Task goal —
For the string "mode", work out how many lines of the data contain it and give that number with nothing added.

(Excerpted data)

PR #337, opened 2017-05-20
readdir operation for initrd with generic readdir algorithm

cahirwpz:
This change extracts code from #316 required to implement `readdir` operation for `initrd` filesystem. Preliminary work has been done by @coodie. I've only abstracted away `readdir` routine to be as independant from the filesystem as possible. Hopefully `readdir_generic` will be reused by other filesystems, in particular *pseudofs* framework (yet to be implemented) used to create `devfs`, `stdvgafs` and other device filesystems.


coodie:
Here is a list of things you have done wrong:

1. **Miscommunication**
I don't like the fact that you took my task without mentioning to me you were going to do this. Not asking, not trying to communicate it to me anyhow, just sat down and did my job. I mentioned on seminar I wasn't going to spend much time on mimiker this weekend.

2. **Taking credit for somebody's else work**
Thank you for calling over 30 hours spent working on this task 'preliminary work', I've put a lot of effort to avoid unnecessary discussions but It doesn't matter how hard I try, you never notice this. This task is simple enough and It would feel great if I could take full credit for it. 

3. **Putting effort in wrong places**
You mention quite often that you have no time to review my changes, but you have time to do my job. You are the person to teach me and other students, my changes are still unreviewed and I know they will never and ever be.  You - as an educator, leader and experienced programmer - should focus on other, possibly more difficult or vital tasks of the kernel, which no students want to do or are too difficult.

4. **No educational value**
 Remember that this is educational project not a product we will ever be able to sell or anyone ever will use for special purpose, the goal is to learn and have fun. I don't get to learn anything from that. This task is easy and should be given to student to implement, make a review.

5. **No satisfaction and fun**
This project takes a lot of time, and main benefits I can gain from this are fun and satisfaction (when will I have opportunity to work on OS in my life?), let me have those.

6. **No respect for me and my work**
You haven't noticed the work I've put into this, you have scattered entire readdir branch into few other smaller subbranches, **haven't done your job which is give feedback and make review**. Action like this carries message **nice idea, but you are a terrible programmer and I'd better do it myself**. Plus, this really rarely happens to other students, am I worse or what? Sure, I could be better and I agree I'm not a very good programmer, but this is a matter of respect and teacher-student relationship. If student doesn't get feedback and practice how can he learn?

cahirwpz:
Thank you for the effort you spend to write words of constructive criticism.

1. As we know, using GitHub to communicate has its own limitations. To make things worse, there's not enough time during weekly meeting to discuss everything, and that is why I decided to devote some extra office hours for discussions. We have no luxury to work together every day, do pair programming, talk about issues, etc. The communication is an issue and it will be – it's high time to learn to live with it. There's good will on my side to push the project forward... please do not assume I do anything wrong on purpose.

2. Formally speaking the code does not belong to me or you. Its rightful owner is University of Wroclaw. I'm trying to grade everybody's work in a fair manner – you're getting the credit for your work according to the rules I apply to every project's member. 

3. Unfortunately, I've learnt (in this project) that it frequently takes less time to rewrite sb's code than to explain how to rewrite it. During such refactoring phases I often identify underlying problems – among them misdesigned pieces of the architecture and missing abstractions & tools (in this case - pseudofs framework, apparently). If a problem seems superficial to you, it doesn't need to be - patience is a virtue. 

4. You preferred to choose an easy task, because you have a full-time job. We know that one learns the most from challenges... however if you're persistent you can find challenges even in seemingly dull tasks. As for the project, in long run it may serve as a research platform – for now nobody knows its true purpose.

5. When I was on internal interview by Google kernel team, they told me that it's not uncommon for one not to push a line of code into the kernel for a month. I rejected the offer... and now I know what they were talking about. Developing an OS kernel is not a fast paced project.

6. One of the rules I set up at the beginning of the project was (roughly): "Only elegant and clean enough solutions will be integrated into the kernel source base."
If I see value in a piece of code that cannot be immediately merged, my task is to adapt it appropriately – either by leaving remarks during code reviews or doing changes by hand. Heavy code rewrites happens to other people too – it's not uncommon, unfortunately. Nice ideas are great, but it takes some effort and talent to convey them.
We've been working on the kernel for about a year. Throughout this time you've received a lot of feedback from me, you've seen other people's code that eventually got merged. I encouraged you to read books explaining good practice (The Pragmatic Programmer, The Art of Unix Programming, etc.). The outcome of my efforts is not overwhelming, that's a pity.
Also... please note that I asked you to split the PR into smaller changes and you rejected my kind request.

*Finally... I'd much prefer if we could focus on getting your ideas hammered out into good code. Getting emotional will get us nowhere. Let's be professional.*

include/dirent.h
```diff
@@ -51,7 +53,7 @@ typedef struct dirent {
   uint16_t d_reclen; /* length of this record */
   uint16_t d_namlen; /* length of string in d_name */
   uint8_t d_type;    /* file type, see below */
-  char d_name[0];
+  char d_name[MAXNAMLEN + 1];
```
cahirwpz: It does not matter, as we use `dirent_t` not to store data, but to exchange it between kernel-space and user-space. However this is a leftover of my other idea, so I'll remove it.

include/cpio.h
```diff
@@ -44,15 +44,17 @@
...
-#define C_IFMT 0170000  /* type of file */
+#define C_FIFO 1  /* FIFO */
+#define C_CHR 2   /* Character special file */
+#define C_DIR 4   /* Directory */
+#define C_BLK 6   /* Block special file */
+#define C_REG 8   /* Regular file */
+#define C_CTG 9   /* Reserved for contiguous files */
+#define C_LNK 10  /* Reserved for symbolic links */
+#define C_SOCK 12 /* Reserved for sockets */
+
```
cahirwpz: Good point – indeed, we can.

include/cpio.h
```diff
@@ -44,15 +44,17 @@
...
+/* cpio mode to file type */
+#define CMTOFT(mode) (((mode)&0170000) >> 12)
```
cahirwpz: We don't need to expose `include/cpio.h` to the user-space, so we can modify it as we wish.

sys/vfs_readdir.c
```diff
@@ -0,0 +1,41 @@
...
+  }
+
+  for (; it; it = ops->next(it)) {
+    unsigned namlen = ops->namlen_of(it);
+    unsigned reclen = _DIRENT_RECLEN(dir, namlen);
+
+    if (uio->uio_resid < reclen)
+      break;
+
+    dir = kmalloc(M_TEMP, reclen, M_ZERO);
```
cahirwpz: I think we've discussed it during a project meeting. We're not allowed to allocate arrays and large structures on stack due to its size limitation – only 4KiB. *BSD*'s use `M_TEMP`, so do we.

include/vfs.h
```diff
@@ -19,4 +20,13 @@ int do_dup2(thread_t *td, int old, int new);
 int do_mount(thread_t *td, const char *fs, const char *path);
 int do_getdirentries(thread_t *td, int fd, uio_t *uio, off_t *basep);
 
+typedef struct readdir_ops {
+  void *(*first)(vnode_t *v);
+  void *(*next)(void *entry);
+  unsigned (*namlen_of)(void *entry);
+  void (*convert)(void *entry, dirent_t *dir);
```
cahirwpz: My assumption was that `readdir_ops_t` functions should not be concerned with memory allocation. It's up to the algorithm to manage the memory. This will simplify things if we ever keep entries in some kind of cache, if that's the way to go...

I initially thought about replacing `namlen_of` with `reclen_of`, but then (in case of `initrd`) I'd need to run `strlen()` twice.

sys/vfs_readdir.c
```diff
@@ -0,0 +1,41 @@
...
+
+  /* Locate proper directory based on offset */
+  for (; it; it = ops->next(it)) {
+    unsigned reclen = _DIRENT_RECLEN(dir, ops->namlen_of(it));
+    if (offset + reclen > uio->uio_offset) {
+      assert(it == NULL || offset == uio->uio_offset);
+      break;
+    }
+    offset += reclen;
+  }
```
cahirwpz: [VOP_READDIR(9)](http://netbsd.gw.com/cgi-bin/man-cgi?VOP_READDIR) states following:
 
>The directory contents are read into `struct dirent` structures and `uio->uio_offset` is set to the offset of the next unread directory entry.  This offset may be used in a following invocation to continue a sequential read of the directory contents.

In all contexts I know `uio_offset` value is expressed in bytes. I would prefer not change semantics of this field to anything else, just to avoid any suprises for future readers. Moreover value returned in `basep` is allowed to be passed to `lseek`, which again accepts offset in bytes, not records.

If I were to optimize directory traversing I'd probably keep `void *entry` somewhere in `file_t` and extend `VOP_READDIR` with an extra argument to pass the state of `readdir_generic`, so consecutive syscalls reuse its value. In fact there's some provision in NetBSD interface, which seems to enable some optimizations, but they do it somewhat differently:

```c
int VOP_READDIR(struct vnode *vp, struct uio *uio, kauth_cred_t cred, int *eofflag,
                off_t **cookies, int *ncookies);
```

> In case `ncookies` and `cookies` are supplied, one cookie should be returned per directory entry.  The value of the cookie for each directory entry should be the offset within the directory where the on-disk version of the following directory entry starts. That is, for each directory entry i, the corresponding cookie should refer to the offset of directory entry i + 1.

cahirwpz:
> One very non-obvious thing is that we are going to need to return `.` and `..` entries in generic readdir, I can't find any documentation on this but this is returned by `getdirentries` on linux so I assume this is necessary, they even have different inode numbers for different directories. 

Indeed I completely omitted that problem. I'm not going to add options to `readdir_generic` instead of it I'll normalize ramdisk contents so that it matches common expectations (i.e. lack of files representing `.` and `..`).

sys/vfs_readdir.c
coodie:
```
     The getdirentries() system	call writes the	position of the	block read
     into the location pointed to by basep.  Alternatively, the	current	posi-
     tion pointer may be set and retrieved by lseek(2).	 The current position
     pointer should only be set	to a value returned by lseek(2), a value
     returned in the location pointed to by basep (getdirentries() only) or
     zero.
```

From my point of view this means we can use this argument the way we want. I was also confused because basep value on my linux machine has big integers looking to be quite random numbers, so I assumed they use it to point to data structures.

I've just read the `tmpfs_readdir` code in NetBSD (FreeBSD version is terrible to read) and it seems to me that they use uio_offset to store a sequence number, and based on that find directory entry. 
[tmpfs_readdir](http://bxr.su/NetBSD/sys/fs/tmpfs/tmpfs_subr.c#807)

They keep last read directory entry in cache:
[tn_readdir_lastp](http://bxr.su/NetBSD/sys/fs/tmpfs/tmpfs.h#145)

We could introduce caching to our interface somehow.

I'm surprised that NetBSD keeps cache inside tmpfs structure instead of file_t, I can't come up with reason they do that.

sys/vfs_readdir.c
coodie: [FreeBSD allocates dirent_t on stack](http://bxr.su/FreeBSD/sys/fs/tmpfs/tmpfs_subr.c#1193), but now there is no point in doing this since we have zero length array at the end of dirent.

cahirwpz: Interesting... but on the other hand, their code base is so huge that they have even more problem at forcing some policies. Nonetheless, we should not forget to use `M_TEMP`.

cahirwpz:
> How does enumeration of inodes relate to `generic_readdir` ?

I have added a `c_parent` field to `cpio_node_t` as well. FTM their usefulness may not be apparent. I'm still trying to add `.` and `..` in a graceful manner. When I'm done with modifications I'll remove `WIP` branch so we can go back to the review process.

cahirwpz:
Blocked by #348.

cahirwpz:
Please continue the review. I added `.` and `..` handling and simplified the interface a bit.

I skipped the problem of using `seek` on directories, and did not use `file->f_data` for optimization. When the PR is merged I'll add an issue describing features that one could add to current implementation.

cahirwpz:
Please review so that we can return to #316.

cahirwpz:
I'm going to merge this branch today's evening. If you have any remarks or questions please say 
/ ask them now.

(End Excerpted data)

Response box —
2